The Consumer Distress Index is a quarterly comprehensive picture of the average American household’s financial condition.  The index is calculated for the nation and each of the 50 states.  The index measures 5 categories of personal finance that reflect or lead to a secure, stable financial life—Employment, Housing, Credit, Household Budget and Net Worth.   It is calculated by CredAbility,  a  nonprofit credit counseling service, uses 65 data points using public and private data to measure consumer financial distress.  According to their Consumer Distress Index, only 12 states have lower levels of financial distress among households than does New Hampshire.    Lower scores indicate higher levels of financial distress.  The chart below compares NH with the U.S. average.    It shows that, by this measure, NH households are about as financially well-off as they were just prior to the recession, but that the financial health of households has generally deteriorated since the second-half of the last decade.  Not surprising given the increases in employment insecurity and decreases in the value of most households largest asset, their home.
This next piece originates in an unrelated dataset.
PR #7685, opened 2022-11-16
[feat] warn if svelte not found in dependencies or peerDependencies

benmccann:
This allows `vite-plugin-svelte` to detect which libraries are Svelte libraries

### DIFF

 CredAbility categorizes distress scores using the following:

Less than 60 Emergency / Crisis
60 – 69 Distressed / Unstable
70 – 79 Weakening / At-Risk
80 – 89 Good / Stable
90 and Above Excellent / Secure

By that scale NH, with a score of 75.68 is “At-Risk”, while the U.S. average household is bordering on “unstable/distressed” with a score of 70.48.   According to this measure, NH households are about or just slightly below where they were prior to the recession in terms of financial distress, while the average U.S. household is in more financial distress than they were prior to the recession.  I don’t know how much concurrent validity this measure has but I do know that if I had used it, instead of a state-level “misery index” (the sum of unemployment and inflation) to predict the outcome of the election it would have been a less  accurate predictor of election results.